In Josephine Johnson’s Pulitzer-winning novel, Now in November, Grant and Marget come across a snake while walking on the farm. Grant can tell that it’s about to shed its skin. Marget then wishes she knew as many things about the world as Grant does. Then Grant makes a remarkable admission. “I have a fool hopeful belief,” he says, “that the more we know, the more we can come to understand.”
For those of us who are hopelessly addicted to learning new things, these are assuring words. In fact we know intuitively that they are true. Those moments in our lives when the light of understanding breaks through our otherwise clouded existence, it often comes piggy-back on what we already know – in contingencies of previously known facts.
And yet the opposite also seems true. Sometimes the more we know, the more confusing things become. In a recent evaluation of how little we know about nitrogen fixation in plants, G.J. Leigh laments that, “the more we know, the less we understand.” (See The World’s Greatest Fix, A History of Nitrogen and Agriculture, Oxford University Press, 2004, p. 178.)
This, of course, is a common theme in science and is more often expressed as, “the more we know, the more we realize that we don’t know.” This has become an aphorism and a call to humility among scientists for a long time, but scientists don’t normally understand it to mean that the more we know, the less we wisdom we have. On the contrary, most scientists believe that the more we are aware of our knowledge gaps, the greater is our understanding, at least to a degree.
So all of this seems to imply that both statements are true. The more we know, the more we do understand - in an absolute sense (our total amount of knowledge does increase). But it is also true that the more we know, the awareness of our ignorance also increases, such that the proportion of our knowledge, compared to all there really is to be known, becomes less. At least it appears less to us.
In Grant’s conversation with Marget, it is apparent that he wants understanding most of all. Knowledge is just a way of getting understanding. This is certainly a commendable use of knowledge. Many have been the abuses of knowledge for less worthy ends - such as power, prestige, or wealth. But understanding by itself is not free of ambiguity. This is because understanding implies a world view.

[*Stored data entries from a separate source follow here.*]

PR #109, opened 2019-12-13
Ensure we dont leave unobserved exceptions

matt-richardson:
Unobserved exceptions were happening when:
a) a connection was being attempted to a host that wasn't there
b) the timeout was being hit,
c) after the timeout was hit, the connection attempt fails with an exception

We now ignore any exceptions raised after the timeout is hit

How to reproduce:

1. turn off a Tentacle
1. run a health check on the same Tentacle (that will not respond)
1. put a breakpoint in the code somewhere (say in `FilterEnvironmentsByProjectAndChannelRule`)
1. trigger an action that will hit the breakpoint (ie, viewing the Environments page)
-> the ide will break at the break point
1. wait at the break point for a while (say 3min) (ie, as if you were trying to debug whats going on)
1. hit F5 to run the code again
-> the TaskScheduler.UnobservedTaskException in OctopusProgram will be hit with:
```
System.NullReferenceException: Object reference not set to an instance of an object.
   at System.Net.Sockets.TcpClient.EndConnect(IAsyncResult asyncResult)
   at System.Threading.Tasks.TaskFactory`1.FromAsyncCoreLogic(IAsyncResult iar, Func`2 endFunction, Action`1 endAction, Task`1 promise, Boolean requiresSynchronization)
```

### DIFF
--- a/source/Halibut.Tests/Util/AsyncEx/TaskExtensionsFixture.cs
+++ b/source/Halibut.Tests/Util/AsyncEx/TaskExtensionsFixture.cs
@@ -35,7 +35,9 @@ namespace Halibut.Tests.Util.AsyncEx
             });
             Func<Task> act = async () => await task.TimeoutAfter(TimeSpan.FromMilliseconds(100), CancellationToken.None);
             act.ShouldThrow<TimeoutException>();
-            triggered.Should().Be(false, "the task should have been aborted");
+            triggered.Should().Be(false, "we should have stopped waiting on the task when timeout happened");
+            await Task.Delay(200);
+            triggered.Should().Be(true, "task should have continued executing in the background");
         }
         
         [Test]
@@ -57,7 +59,9 @@ namespace Halibut.Tests.Util.AsyncEx
             });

Knowledge without a polestar is like plowing a field without your eyes fixed on an immoveable object. You begin to wander in many different directions. The wandering may be subtle or not so subtle, but it is wandering nonetheless. This sounds a bit too subjective for most people - who want absolute facts free of value judgments or preconceived theories. The only problem with this kind of thinking is that we humans aren’t made to see the world this way. The need for a polestar is part of our nature.
Grant’s next question could easily be, “why do snakes shed their skin?” followed ultimately by, “why are there even snakes at all?” the answers to these questions can be very different if one’s polestar sees the creation as a product of chance or part of an intended order.

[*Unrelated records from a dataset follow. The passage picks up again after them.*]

PR #119, opened 2020-07-16
Add delay before all retry attempts...

uglybugger:
... to avoid attempting to DDoS an Octopus server or offend intermediate firewalls

### DIFF
--- a/source/Halibut/Transport/SecureClient.cs
+++ b/source/Halibut/Transport/SecureClient.cs
@@ -1,7 +1,6 @@
 using System;
 using System.Diagnostics;
 using System.IO;
-using System.Net.Security;
 using System.Net.Sockets;
 using System.Security.Authentication;
 using System.Security.Cryptography.X509Certificates;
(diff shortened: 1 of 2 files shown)


source/Halibut/Transport/SecureClient.cs
```diff
@@ -47,7 +45,11 @@ public void ExecuteTransaction(Action<MessageExchangeProtocol> protocolHandler,
             var watch = Stopwatch.StartNew();
             for (var i = 0; i < ServiceEndpoint.RetryCountLimit && retryAllowed && watch.Elapsed < ServiceEndpoint.ConnectionErrorRetryTimeout; i++)
             {
-                if (i > 0) log.Write(EventType.Error, "Retry attempt {0}", i);
+                if (i > 0)
+                {
+                    Thread.Sleep(retryInterval);
+                    log.Write(EventType.OpeningNewConnection, $"Retrying connection to {ServiceEndpoint.Format()} - attempt #{i}.");
```
emilol, line 51: nitpick: string interpolation here prevents structured logging.

uglybugger: Agreed. We have no structured logging here, though - it's all string interpolation :( We need us a Serilog, we do.

uglybugger:
https://github.com/OctopusDeploy/Issues/issues/6482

All of our knowledge, ultimately, is informed by our views, whether we realize it or not. Even the certain laws of mathematics will be pointed in different directions in persons of different polestars. They may be grounded immovably in fact, but the direction they are headed makes all the difference in the world.
The remarkable truth to be gained from all of this is that there is only one ordered universe that accounts for all knowledge – and therefore only one polestar that aligns with all of this knowledge. All other polestars will never be able to account for everything – there are simply too many contradictions.

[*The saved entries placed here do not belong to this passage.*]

PR #122, opened 2020-07-28
Convert retry policy to exponential backoff

uglybugger:
This PR converts the retry policy from phased to a simple bounded exponential back-off.

The intention is to more-rapidly reduce load on Octopus Server instances with large numbers of polling tentacles when network instability or other connection issues cause tentacles to make multiple successive retry attempts.


source/Halibut.sln.DotSettings
```diff
@@ -257,4 +257,5 @@ II.2.12 &lt;HandlesEvent /&gt;&#xD;
...
...ofile name="Halibut"&gt;&lt;AspOptimizeRegisterDirectives&gt;True&lt;/AspOptimizeRegisterDirectives&gt;&lt;HtmlReformatCode&gt;True&lt;/HtmlReformatCode&gt;&lt;CSArrangeThisQualifier&gt;True&lt;/CSArrangeThisQualifier&gt;&lt;CSRemoveCodeRedundancies&gt;True&lt;/CSRemoveCodeRedundancies&gt;&lt;CSUseAutoProperty&gt;True&lt;/CSUseAutoProperty&gt;&lt;CSMakeFieldReadonly&gt;True&lt;/CSMakeFieldReadonly&gt;&lt;CSUseVar&gt;&lt;BehavourStyle&gt;CAN_CHANGE_TO_IMPLICIT&lt;/BehavourStyle&gt;&lt;LocalVariableStyle&gt;ALWAYS_IMPLICIT&lt;/LocalVariableStyle&gt;&lt;ForeachVariableStyle&gt;ALWAYS_IMPLICIT&lt;/ForeachVariableStyle&gt;&lt;/CSUseVar&gt;&lt;CSUpdateFileHeader&gt;True&lt;/CSUpdateFileHeader&gt;&lt;CSOptimizeUsings&gt;&lt;OptimizeUsings&gt;True&lt;/OptimizeUsings&gt;&lt;EmbraceInRegion&gt;False&lt;/EmbraceInRegion&gt;&lt;RegionName&gt;&lt;/RegionName&gt;&lt;/CSOptimizeUsings&gt;&lt;CSShortenReferences&gt;True&lt;/CSShortenReferences&gt;&lt;CSReformatCode&gt;True&lt;/CSReformatCode&gt;&lt;CSharpFormatDocComments&gt;True&lt;/CSharpFormatDocComments&gt;&lt;CSReorderTypeMembers&gt;True&lt;/CSReorderTypeMembers&gt;&lt;XMLReformatCode&gt;True&lt;/XMLReformatCode&gt;&lt;/Profile&gt;</s:String>
```
uglybugger, line 260: Adds "backoff" to the team dictionary.

source/Halibut/Util/RetryPolicy.cs
```diff
@@ -0,0 +1,63 @@
+using System;
+using System.Diagnostics;
+
+namespace Halibut.Util
+{
+    class RetryPolicy
```
emilol, line 6: nitpick: this could be called "ExponentialBackoffWithJitterRetryPolicy" to give folks a hint what's going on here.

source/Halibut/Transport/PollingClient.cs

Think of a million ropes (representing a million bits of knowledge) all tied to the ground and measured precisely to hold a giant hot air balloon high above the earth. When working as they were designed to, each rope is securely fastened to the balloon and carries an equal share of the weight. Any other balloon anywhere else in the world would leave many ropes unused, or twisted and out of proportion. Our balloon – that is, our world – is clearly not this way. It is an ordered world.
Instead of a twisted laws, or no apparent laws at all, we experience systems that work with great precision together in ways to foster life. Many of these systems – in fact most of them – we are ignorant of. There is a lot of knowledge that we will never have. We can therefore be forgiven for this ignorance, at least in part. Our choice of polestars, however, is a different thing. Our understanding depends on which one we chose. It seems obvious that we should choose one that is ordered the best. To me it seems obvious that this is a created order.